Possibly the symbolism is of fertility; growth. Perhaps a new fruitful phase is opening in your life.


The I Ching teaches that from rain came the k’ien principle, the active celestial principle to which all manifestations owe their existence. The ideogram lin, used to denote celestial influences, comprises the ideogram wu, denoting magical incantations, together with three open mouths drinking in the rain of Heaven. This, of course, gives expression to the rites mentioned earlier, but their effects are felt in the realm of the intellect. Islamic esoterics say that ‘with every drop of rain God sends his angel.’ Apart from the special meaning which they give the phrase, its literal symbolism is obvious, as is also the comparison with the Hindu teaching that ‘subtle’ beings come down to Earth from the Moon, dissolved in drops of rain. This lunar rain also possesses the usual fertility symbolism and that of bringing back to life. If rain is grace, it is also wisdom. The Master Hui Neng taught that: ‘The Highest Wisdom, immanent in each individual’s nature, may be likened to the rain.’

If rain symbolism is usually very close to dew symbolism, it will be observed that in China they are sometimes opposed to one another, since the nature of rain is yin and that of dew yang. And yet both originate in the Moon. However, the fact that they work together is a sign of world harmony.

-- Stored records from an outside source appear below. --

PR #6820, opened 2019-07-15
btl tcp: Fix error path memory leak

wckzhang:
After the OPAL_MODEX_RECV call, remote_addrs was not freed in the error
path. Moved the free call into cleanup to ensure we always free this
memory before leaving the function.

### DIFF
--- a/opal/mca/btl/tcp/btl_tcp_proc.c
+++ b/opal/mca/btl/tcp/btl_tcp_proc.c
@@ -17,7 +17,7 @@
  * Copyright (c) 2015-2016 Los Alamos National Security, LLC. All rights
  *                         reserved.
  * Copyright (c) 2015-2018 Cisco Systems, Inc.  All rights reserved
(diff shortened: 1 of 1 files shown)


jsquyres:
ok to test

opal/mca/btl/tcp/btl_tcp_proc.c
```diff
@@ -223,6 +221,10 @@ mca_btl_tcp_proc_t* mca_btl_tcp_proc_create(opal_proc_t* proc)
         }
     }
 
+    if (remote_addrs){
```
bwbarrett: I missed this in the internal review, but we explicitly check against NULL in Open MPI.  So this should be if (NULL == remote_addrs) {.

wckzhang: Ah yes, I will change this.

wckzhang: Oops, should be if (NULL != remote_addrs)

PR #6825, opened 2019-07-18
memory/patcher: Added missed checking for returning value of SYS_brk calling

nikitaxgusev:
Signed-off-by: Nikita Gusev <nikita.gusev@intel.com>

### DIFF
--- a/opal/mca/memory/patcher/memory_patcher_component.c
+++ b/opal/mca/memory/patcher/memory_patcher_component.c
@@ -591,6 +591,9 @@ static int patcher_open (void)
 
 #if defined (SYS_brk)
     rc = opal_patcher->patch_symbol ("brk", (uintptr_t)intercept_brk, (uintptr_t *) &original_brk);
+    if (OPAL_SUCCESS != rc) {
+        return rc;
+    }
 #endif
 
     return rc;


hoopoepg:
ok to test

opal/mca/memory/patcher/memory_patcher_component.c
```diff
@@ -591,6 +591,9 @@ static int patcher_open (void)
 
 #if defined (SYS_brk)
     rc = opal_patcher->patch_symbol ("brk", (uintptr_t)intercept_brk, (uintptr_t *) &original_brk);
+    if (OPAL_SUCCESS != rc) {
```
hoopoepg: rc will be returned in any case, here evaluation of returned value is not needed

nikitaxgusev: @hoopoepg ok. I would like to support the code style. Should I close it?

hoopoepg: let's wait for another opinions :)

hjelmn: The code was intentionally written this way. The return code is already passed up.

PR #6828, opened 2019-07-18
Try to prevent the compiler from optimizing out MPIR_Breakpoint().

awlauria:
Signed-off-by: Austen Lauria <awlauria@us.ibm.com>

PR #6837, opened 2019-07-23
Update minimum versions of automake and libtool

gpaulsen:
Recently we ran into a strange issue where incorrect CFLAGS were added
to makefiles for various source files when incorrect minimum version
of Automake was used (see some discussion near the end of PR #6828 -- 
specifically https://github.com/open-mpi/ompi/pull/6828#issuecomment-514315352).

Versions taken from (https://www.open-mpi.org/source/building.php)

This change will create a hard error if the user is trying to run
with too early of versions, rather than confusing runtime behavior.

This Commit should be PRed back to v3.0.x, v3.1.x and v4.0.x

### DIFF
--- a/autogen.pl
+++ b/autogen.pl
@@ -61,9 +61,9 @@ my $include_list;
 my $exclude_list;
 
 # Minimum versions
-my $ompi_automake_version = "1.13.4";
+my $ompi_automake_version = "1.15";
 my $ompi_autoconf_version = "2.69";
-my $ompi_libtool_version = "2.4.2";
+my $ompi_libtool_version = "2.4.6";
 
 # Search paths
 my $ompi_autoconf_search = "autoconf";


gpaulsen:
I tested and when run with a bad version, instead of silently failing we see:
```
=================================================================
I could not find a recent enough copy of automake.
I need at least 1.15, but only found the following versions:

    automake: 1.13.4

I am gonna abort.  :-(

Please make sure you are using at least the following versions of the
tools:

    GNU Autoconf: 2.69
    GNU Automake: 1.15
    GNU Libtool: 2.4.6
=================================================================
```

awlauria:
Thanks!

rhc54:
I would recommend you also provide an override flag, as we have done in the `make tarball` scripts. Not every build nor developer has an issue with the flags from the earlier tools - e.g., the Jenkins testers couldn't care less - so no reason to force it.

In fact, why not just use the same logic we used there? You don't abort the build - you emit the warning, explaining why it might be an issue, and then pause for 5 seconds before proceeding to execute. If they give the override flag, then don't even bother with the pause.

I guess I'd rather not force someone to update their autotools if they don't use a compiler/tool combination that exhibits this issue.

bwbarrett:
The CI tests currently use the system installed autotools; it looks like the ARM hosts LANL helped get us access to are using an older version of Libtool than this update requires.  I guess I have trouble seeing the advantage of this patch.  I'd also really prefer not make all the CI even longer for a pause :).

jjhursey:
As long as we roll tarballs with the required level of automake then anyone picking up a release/rc/nightly will be ok (right?). I worry about developers that accidentally stumble over this in the future though.

Adding an override sounds fine. Alternatively, changing this from a hard error to an autogen time warning message would be fine (something descriptive like "Hey you have an older automake. Be careful which compiler you pick at configure time and check out issue XYZ for details").

However, this is a functional correctness issue so some form of enforcement to make sure that we are building the library correctly is needed. I'm fine backing that off to a build time warning message if it is easily recognizable.

rhc54:
Perhaps I'm misunderstanding, but is this a problem on every compiler, or just xlc/pgi? If the latter, then perhaps the enforcement needs to be compiler-specific and should be done in configure instead of autogen. If it is a problem for all compilers when using older automake, then just a warning should be fine as people using tarballs are already warned not to run autogen, and thus should never see the problem. I agree with Brian about not including a timeout - I find that really annoying.

hppritcha:
bot:ompi:retest

gpaulsen:
@jsquyres Any thoughts on reactions cited on this PR?

I'm shocked that an update in automake from 1.13.4 to 1.15 could silently change the CFLAGS being generated for Open MPI.  Apparently something in the Open-MPI makefiles are sensitive to the automake version (manifested with gcc 4.8.5 on ppc64le).

gpaulsen:
retest

gpaulsen:
bot:ompi:retest

gpaulsen:
So what's the plan for this PR?
I initially created it so that Open-MPI CODE would reflect our documentation: https://www.open-mpi.org/source/building.php
These are not new build requirements.  According to the table, Open MPI has required these levels of tools for developers since v2.x.
IBM happened to get bit by this on ppc64le gnu/xlc compilers using an old version of one of these tools because this protection was not updated in the v2.x time frame.  The problem is, that it was a silent build failure (i.e. it built okay we thought), so others might be having similar issues and not know it.

gpaulsen:
bot:ompi:retest

gpaulsen:
@hppritcha This PR is failing on `cray_cle`.  Do you want to update that cluster before merging this?

hppritcha:
bot:ompi:retest

gpaulsen:
bot:ompi:retest

gpaulsen:
In our RM meeting this week, we're concerned that this PR is too heavy of a hammer to require all developers to upgrade to these new tool versions.
 - Users who download the tarball, should not need these versions, and that they can build with older versions.
 - developers may not want to have to use these never versions of the tools if they know that they will not hit silent runtime errors like: https://github.com/open-mpi/ompi/pull/6828#issuecomment-514315352

It was also pointed out that this PR is not complete as we should also update `configure.ac` to match.

ibm-ompi:

 Gist: https://gist.github.com/55df9a2a430333d70b35a095734a65d3

awlauria:
bot:ibm:retest

awlauria:
bot:ibm:gnu:retest
bot:ibm:scale:80:test

ibm-ompi:

 Gist: https://gist.github.com/f90a8cb3b2b52b05bb0e34367b817f15

ibm-ompi:

 Gist: https://gist.github.com/b974f84d631af4bee6f7712309ec1a54

ibm-ompi:

 Gist: https://gist.github.com/adc9aae8527ead1f2cd4807c248e532e

jjhursey:
The IBM CI shows up twice because the older, passing ones were running bare metal with custom tools builds. The newer, failing ones are running in a container with the autoconf/automake/libtool from Centos 7 which are the levels below:
```
[root@25d252287c8a /]# autoconf --version
autoconf (GNU Autoconf) 2.69
Copyright (C) 2012 Free Software Foundation, Inc.
License GPLv3+/Autoconf: GNU GPL version 3 or later
<http://gnu.org/licenses/gpl.html>, <http://gnu.org/licenses/exceptions.html>
This is free software: you are free to change and redistribute it.
There is NO WARRANTY, to the extent permitted by law.

Written by David J. MacKenzie and Akim Demaille.
[root@25d252287c8a /]# automake --version
automake (GNU automake) 1.13.4
Copyright (C) 2013 Free Software Foundation, Inc.
License GPLv2+: GNU GPL version 2 or later <http://gnu.org/licenses/gpl-2.0.html>
This is free software: you are free to change and redistribute it.
There is NO WARRANTY, to the extent permitted by law.

Written by Tom Tromey <tromey@redhat.com>
       and Alexandre Duret-Lutz <adl@gnu.org>.
[root@25d252287c8a /]# libtool --version
libtool (GNU libtool) 2.4.2
Written by Gordon Matzigkeit <gord@gnu.ai.mit.edu>, 1996

Copyright (C) 2011 Free Software Foundation, Inc.
This is free software; see the source for copying conditions.  There is NO
warranty; not even for MERCHANTABILITY or FITNESS FOR A PARTICULAR PURPOSE.
```

I can install a new version in the container, but this does mean that users on Centos7 would have to do the same.

lanl-ompi:

jsquyres:
Converted this PR to draft because it still says "WIP DNM", and there are unanswered questions.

The Greek legend of Danae reveals how Heaven-sent rain makes the Earth fertile. To avoid all danger of her conceiving a child, Danae’s father imprisoned her in an underground room walled in bronze. Here she received a visit from Zeus, who had taken the shape of a shower of gold which seeped through a crack in the ceiling and made her pregnant. Here are closely linked the sexual symbolism of rain, regarded as semen, and the agricultural symbolism of plant growth, which needs rain before it can take place. The myth also contains reminders of the pairings of light and darkness, Heaven and Hell and gold and bronze, conjuring up those marriages of opposites from which spring all manifestation and fecundity.

In the Maya-Quiche languages water, rain and plants are equated and expressed by the same word.

While rain may be regarded as sperm or seed, it was also seen as blood, whence the beginnings of human sacrifice, fertility-rites characteristic of agrarian civilizations.

Itzamna, the Maya god of agriculture, is the self-proclaimed ‘substance of the skies, the dew from the clouds’.

In Maya-Quiche languages the word quic has the simultaneous meaning of ‘blood’, ‘resin’ and ‘sap’, as well as any human or animal liquid excretion which is assimilated to rain.

The Aztec rain-god, Tlaloc, was also the god of the thunderbolt and of lightning, ‘fire-rain’. Lightning, like rain, was recognized as having the same property of celestial semen. Tlalocan - Tlaloc’s Heaven - was the abode of those who had died by drowning or by lightning, the god himself being depicted with rings round mouth and eyes made of the bodies of two serpents. These serpents stand for both lightning and water.

The Peruvian Inca believed that rain was cast down from Heaven by the thunder-god, Шара, who drew the water from the Milky Way, the great celestial river.

The association of Moon and Water and Spring rains and purification is clearly shown in the ceremonies with which the Inca celebrated Coya Raimi, the festival of the Moon (22 September-22 October). This month marked the end of the dry season, and strangers, sick persons and dogs were driven out of the city of Cuzco before the ceremonies to call down the Spring rains began.

In India, a fertile woman is called ‘the rain’, that is the spring, of all prosperity.

Daughter of the clouds and the storm, rain brings together the symbols of Fire (lightning) and Water and also conveys that twofold sense of spiritual and physical fecundation. The part played by the rain is perfectly expressed in the Chandogya Upanishad. As it falls from the sky, rain also expresses the twofold blessing of the gods, in both spiritual and material terms.